In Estate of Elkins v. Commissioner, the Tax Court rejected the IRS’s argument that no discount should be allowed in valuing fractional interests in artwork in a decedent’s estate. The Court, however, allowed only a ten percent discount to account for uncertainties a purchaser might encounter in selling the fractional interests to the cotenants, the decedent’s children.
The decedent and his spouse amassed a collection of art over a thirty year period. The wife’s community interest in the remaining artwork passed to her husband under her will, but he disclaimed an undivided 26.9% interest in order to fund the wife’s exemption. As a result, each of the three children received an undivided 8.98% interest in each of those pieces and the decedent retained an undivided 73.055% interest.
The children and the decedent entered into a cotenants’ agreement, providing, among other things, that any of the artwork could be sold only with the unanimous consent of all cotenants. Any sale would be distributed pro rata, according to the respective percentage interests of the cotenants. The undiscounted value of the artwork was $36.2 Million.
On the estate tax return, the decedent’s executor claimed a fractional interest discount of 44.75% for lack of control and marketability. The IRS argued no discount should be allowed, because the agreement not to partition the artwork was a “restriction on the right to sell,” which under Section 2703(a)(2) is to be disregarded in valuing property in a decedent’s estate.

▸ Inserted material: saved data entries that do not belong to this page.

PR #1137, opened 2023-11-14
feat(dynamite_petstore_example): Init

provokateurin:
Depends on https://github.com/nextcloud/neon/pull/1136
https://github.com/nextcloud/neon/issues/761

### DIFF
--- a/.cspell/tools.txt
+++ b/.cspell/tools.txt
@@ -21,6 +21,7 @@ enduml
 euxo
 exiftool
 extglob
+fehguy
 freedesktop
 fullpath
 gboolean
@@ -45,9 +46,12 @@ libsqlite
 mipmap
 ndebug
 nodoc
+nonintegers
 nproc
 openrelay
 openrelayprojectsecret
+palo
+petstore
 plantuml
 precache
 puml
--- a/.github/workflows/generate.yaml
+++ b/.github/workflows/generate.yaml
@@ -34,6 +34,8 @@ jobs:
         uses: actions/checkout@b4ffde65f46336ab88eb53be808477a3936bae11 # v4
         with:
           fetch-depth: 0
+      - name: Submodules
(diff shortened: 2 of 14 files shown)


provokateurin:
@Leptopoda I can move the fix for the security schemes to a separate PR. With the applied patch it is not necessary anyway since it doesn't break this PR.

packages/dynamite/dynamite/lib/src/builder/client.dart
```diff
@@ -498,8 +498,14 @@ final authentication = $client.authentications.firstWhereOrNull(
 
   yield* securityRequirements.map((final requirement) {
     final securityScheme = spec.components!.securitySchemes![requirement.keys.single]!;
+    final nameParts = <String?>[
+      securityScheme.type,
+      securityScheme.scheme,
+      securityScheme.$in,
+      securityScheme.name,
+    ].whereNotNull();
```
Leptopoda, line 506: I this fits better as a method in the security scheme object

Leptopoda (approved):
Please also open followup issues for:
- the authentication issue
- to test the petstore against the server

packages/dynamite/dynamite/lib/src/builder/client.dart
provokateurin: I'll make a separate PR then

provokateurin:
yq is failing because of different implementations... I'll find a solution for that

provokateurin:
I'm now using the petstore specification from https://github.com/OAI/OpenAPI-Specification which doesn't have the authentication problems and doesn't need any patching or yq magic.

Leptopoda (approved):

Leptopoda:
Be aware that this uses the utf8 codec so #1143 is conflicting.
I suggest landing the flutter upgrade first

The law allows for an exception where the terms of the restriction are “comparable to similar arrangements entered into by persons in an arms’ length transaction.” Because the parties involved were siblings, the executor in this case conceded they were not comparable to persons in an arm’s length transaction
The estate presented three experts who testified that the most likely purchaser of a fractional interest would be a speculator who would seek a partition despite the restriction, and thus argued for very deep discounts on most of the artwork.
The IRS presented two experts, one of whom testified that there was no market in fractional interests in art, while the other testified that the agreement not to partition was not typical of arms’ length transactions, a point the estate had conceded.
The estate’s valuation testimony was premised on the idea that the decedent’s children would resist partition, seeking to keep the art in the family. The IRS argued that this consideration was irrelevant under Treas. Reg. Sec. 20.2031-1(b), which requires that property in a decedent’s estate be valued at the price at which it would be exchanged between an entirely hypothetical willing buyer and willing seller.
The Court sided with the estate, saying the regulation “should not be read in a vacuum, without reference to actual circumstances.” A potential buyer would take title to the fractional interests in the artwork knowing the decedent’s children also held undivided fractional interests, and knowing the children did not desire a partition.
The Court concluded the parties in such a sales scenario would likely negotiate a price “at or fairly close to the pro rata fair market value of [the decedent’s fractional] interests.” The Court, however, acknowledged the hypothetical buyer might insist on at least a nominal discount, which the Court set at ten percent of the fair market value.